Hola, mira, ganacia 1 no creo que tenga, porque conectando por ejemplo, un mp3 a la potencia directo, suena hasta tal volumen, y poniendo la consola, el volumen se agranda bastante por ende algo de amplificacion tiene, es muy poca, obviamente esta echa solo para mezclar. Saludos.


----------



## adri_ariel_05 (Dic 5, 2010)

Hola! , Bueno ya hice el diceño del impreso del pre, una pregunta cuanto aconsejan poner de pote, 100K?? , en el diceño coloque una resistencia de 2M2 para la ganancia como me han dicho, y de paso les comento que abri la mini mixer y no tiene ningun integrado conocido, busque su codigo en internet y no lo encontre, es un integradito de 4 patas, asi que no cabe duda que es un simple operacional. Saludos!


----------



## pipa09 (Dic 5, 2010)

adri_ariel_05 dijo:


> Hola! , Bueno ya hice el diceño del impreso del pre, una pregunta cuanto aconsejan poner de pote, 100K?? , en el diceño coloque una resistencia de 2M2 para la ganancia como me han dicho, y de paso les comento que abri la mini mixer y no tiene ningun integrado conocido, busque su codigo en internet y no lo encontre, es un integradito de 4 patas, asi que no cabe duda que es un simple operacional. Saludos!


 

Solo 4 patas? o 4 de cada lado? que numeracion tiene impresa?

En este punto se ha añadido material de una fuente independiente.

PR #1657, opened 2024-11-16
Prepare 3.6.0 release

westonruter:
See #1645
Previously #1609

- **Bump versions for 3.6.0 release**
- **Run npm run since**
- **Run npm run readme**

The following plugins are included in this release:

1. performance-lab 3.6.0
2. optimization-detective v0.8.0
3. webp-uploads v2.3.0

PR #1662, opened 2024-11-18
Rename `webp_uploads_get_file_mime_type` to `webp_uploads_get_attachment_file_mime_type` to clarify scope

mukeshpanchal27:
## Summary

These PR address the feedback for https://github.com/WordPress/performance/pull/1642#discussion_r1836955274.

### DIFF
--- a/plugins/webp-uploads/helper.php
+++ b/plugins/webp-uploads/helper.php
@@ -488,7 +488,7 @@ function webp_uploads_get_attachment_file_mime_type( int $attachment_id, string 
 	if ( '' === $file ) {
 		$file = get_attached_file( $attachment_id, true );
 		// File does not exist.
-		if ( false === $file || ! file_exists( $file ) ) {
+		if ( false === $file ) {
 			return '';
 		}
 	}
--- a/plugins/webp-uploads/helper.php
+++ b/plugins/webp-uploads/helper.php
@@ -479,11 +479,19 @@ function webp_uploads_get_mime_type_image( int $attachment_id, string $src, stri
  *
  * @since n.e.x.t
  *
- * @param string $file          The path to the file.
  * @param int    $attachment_id The attachment ID.
+ * @param string $file          Optional. The path to the file.
  * @return string The MIME type of the file, or an empty string if not found.
  */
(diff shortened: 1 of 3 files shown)


mukeshpanchal27:
It would be good to include these changes in the 2.3.0 release #1657 of the Modern Image Formats plugin.

plugins/webp-uploads/helper.php
```diff
@@ -479,11 +479,19 @@ function webp_uploads_get_mime_type_image( int $attachment_id, string $src, stri
...
  * @param int    $attachment_id The attachment ID.
+ * @param string $file          Optional. The path to the file.
  * @return string The MIME type of the file, or an empty string if not found.
  */
-function webp_uploads_get_file_mime_type( string $file, int $attachment_id ): string {
+function webp_uploads_get_attachment_file_mime_type( int $attachment_id, string $file = '' ): string {
+	if ( '' === $file ) {
+		$file = get_attached_file( $attachment_id, true );
+		// File does not exist.
+		if ( false === $file || ! file_exists( $file ) ) {
```
felixarntz: This function doesn't do anything with the actual file contents, so the second check here is irrelevant. It would also be inconsistent to only do it when no `$file` was provided. We can remove it.
```suggestion
		if ( false === $file ) {
```

plugins/webp-uploads/picture-element.php
```diff
@@ -23,13 +23,7 @@ function webp_uploads_wrap_image_in_picture( string $image, string $context, int
 		return $image;
 	}
 
-	$file = get_attached_file( $attachment_id, true );
-	// File does not exist.
-	if ( false === $file || ! file_exists( $file ) ) {
```
felixarntz, line 28: Related to the above, the `file_exists()` check was never needed here anyway, so this is okay to be removed.

felixarntz (commented):
Thanks @mukeshpanchal27, this looks almost good to go.

I agree this should go into today's release, as that's otherwise introducing the function under the wrong name.

felixarntz (approved):

joemcgill (approved):

PR #1666, opened 2024-11-18
Only check plugin version integrity in deployment workflow if the plugin actually requires to be deployed

felixarntz:
## Summary

See #1664: This PR attempts to properly fix the underlying issue: We shouldn't check the version integrity of plugins that do not need deployment during the deployment workflow.

Therefore, this PR moves that check after the conditional for whether a deployment is needed. This will still catch problems for any plugins that need to be deployed, but ignore problems from other plugins (which may temporarily exist, and that's okay).

The PR also effectively reverts the short-term fix from #1664, re-including those future changelog entries, as they should no longer be a problem after this.


westonruter (approved):

.github/workflows/deploy-plugins.yml
```diff
@@ -101,6 +98,10 @@ jobs:
 
           echo "deploy=true" >> $GITHUB_OUTPUT
 
+      - name: Check plugin version integrity
+        if: steps.check-deployment.outputs.deploy == 'true'
```
mukeshpanchal27, line 102: Not blocker: Instead of adding `if: steps.check-deployment.outputs.deploy == 'true'` condition in every steps can we add new step if output is not true the exit and remove condition from all other steps below?

mukeshpanchal27 (approved):
Thanks for the PR. LGTM. Left one non-blocking feedback.

.github/workflows/deploy-plugins.yml
felixarntz: Not sure how that would work in GitHub Actions. Maybe it's possible, but I'm not sure there's a way to properly exit out of a GitHub workflow. Do you have an idea about it?

mukeshpanchal27: We can add the below new step after the `Check if deployment is needed` step and we can remove the `if: steps.check-deployment.outputs.deploy == 'true'` condition from all other steps after adding these step.

```php
- name: Fail early if deployment check is false
  if: steps.check-deployment.outputs.deploy != 'true'
  run: |
    echo "Deployment condition not met. Exiting."
    exit 1
```

I did test in my folk repo - https://github.com/mukeshpanchal27/performance/actions/runs/11926864996/job/33241344801

felixarntz: @swissspidy Curious what's your take on the idea of early returns/exits in GitHub workflows.

mukeshpanchal27:
@felixarntz Let's merge these PRs. We can always open a follow-up if needed, as https://github.com/WordPress/performance/pull/1666#discussion_r1848084465 is not a blocker.

.github/workflows/deploy-plugins.yml
felixarntz: Ping @swissspidy :)

felixarntz:
@mukeshpanchal27 Agreed. Happy for this to be merged, given it has two approvals. I pinged Pascal separately, still curious on his thoughts given his CI experience.

.github/workflows/deploy-plugins.yml
swissspidy: Thanks for the ping. I was on vacation when you sent the first message.

It depends on what you want to achieve.

If you `exit 1` early that will mark the whole job as failed. So the question is whether that is desirable.

Also depends on if there are any other steps after the exit 1 that still should be executed. Then obviously you can't exit early.

IMO the behavior at the moment is quite nice. The jobs are marked as passed, but you still get the notice saying no deployment was needed:

Screenshot 2024-12-18 at 09 57 41

Whereas with the suggested early exit you'll get a failure status and my first instinct is "oh oh, something is broken" and not "oh, this is just a skipped plugin"

felixarntz: That's a great point, and I agree. We shouldn't exit with a failure code, as skipping the deployment because it's not needed is indeed not a failure.

mukeshpanchal27 (approved):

El pote es para controlar el nivel de entrada? si es asi podes poner 100k, tambien 47k o 22k.


----------



## Mandrake (Dic 6, 2010)

adri_ariel_05 dijo:


> . . . es algo comprado, para que tocarla? . . .


 


adri_ariel_05 dijo:


> . . . y de paso les comento que abri la mini mixer y no tiene ningun integrado conocido, busque su codigo en internet y no lo encontre . . .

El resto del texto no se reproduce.